Find a prediction model paper from 2024 or 2025 in a journal relevant to your field. Answer the following:

  1. What clinical question does the model address?
  2. Was the model developed with regression, ML, or both?
  3. Was calibration reported? If so, was it assessed using a calibration plot?
  4. Was clinical utility (decision curve analysis) reported?
  5. Could you implement this model in your own setting with the information provided?
  6. Does the paper comply with TRIPOD+AI?

Discuss your findings with a colleague or in the course discussion forum.

20.9 References and further reading

  • Collins GS, Moons KGM, Dhiman P, et al. TRIPOD+AI statement: updated guidance for reporting clinical prediction models that use regression or machine learning methods. BMJ 2024;385:e078378. The definitive reporting guideline for prediction models.

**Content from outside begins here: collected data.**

PR #4781, opened 2019-08-20
Clear existing user groups and field layouts

olivierbon:
This avoids leaving orphaned/duplicated user groups in project config on `project-config/rebuild`

### DIFF
--- a/src/services/ProjectConfig.php
+++ b/src/services/ProjectConfig.php
@@ -889,7 +889,10 @@ class ProjectConfig extends Component
             'config' => $configData,
         ]);
         $this->trigger(self::EVENT_REBUILD, $event);
-
+        
+        // Remove any existing user groups and fieldlayouts from $currentConfig
+        unset($currentConfig['users']['groups'], $currentConfig['users']['fieldLayouts']);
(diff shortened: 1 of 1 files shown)


brandonkelly:
@olivierbon @andris-sevcenko Should this be expanded to all the things that `rebuild` is going to recreate?

olivierbon:
System routes and emails only exist here so no, and not really possible with plugins because of settings. The rest (fields, sections...) are already getting overwritten completely.

andris-sevcenko:
Yeah, the whole point of this PR is to fix an oversight in the rebuild process. When recovering data from the PC that only exists there before rebuild (plugin info, routes, etc), there was an oversight that the `user` key is sort of a hybrid. It contains stuff that only exists in the PC, but also contains stuff that exists in the DB. This PR unsets the stuff that can be rebuilt from the DB before merging the two arrays.

ryanpcmcquen:
Strange that this would get deployed when this didn't: https://github.com/craftcms/cms/pull/4654

Especially since the 3.1.x branch is unusable without that fix.

PR #4793, opened 2019-08-21
Clarify Project Config in testing docs

gtettelaar:
Based on #4711 it's probably smart to add a note stating that the `useProjectConfigFile` general config option must be enabled for project config to work.


angrybrad:
Thanks!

  • Smits LJM, van Kuijk SMJ, Wynants L. Improving Health Care with Clinical Prediction Models: From Idea to Impact. Maastricht University Press, 2026. Chapters 10–15 cover model selection for impact, innovation development, research question formulation, impact evaluation (decision modelling and empirical), and implementation.

  • Van Calster B, Collins GS, Vickers AJ, et al. Evaluation of performance measures in predictive artificial intelligence models to support medical decisions: overview and guidance. Lancet Digital Health 2025;7:e100916. Comprehensive guide to choosing appropriate performance measures.

  • Steyerberg EW. Clinical Prediction Models: A Practical Approach to Development, Validation, and Updating. Springer, 2019. Chapter 23 covers implementation.

  • Vickers AJ, van Calster B, Steyerberg EW. A simple, step-by-step guide to interpreting decision curve analysis. Diagnostic and Prognostic Research 2019;3:18.

  • EU AI Act (Regulation 2024/1689). Official text available at eur-lex.europa.eu.

  • Gigerenzer G, Edwards A. Simple tools for understanding risks: from innumeracy to insight. BMJ 2003;327:741–744. Classic paper on risk communication.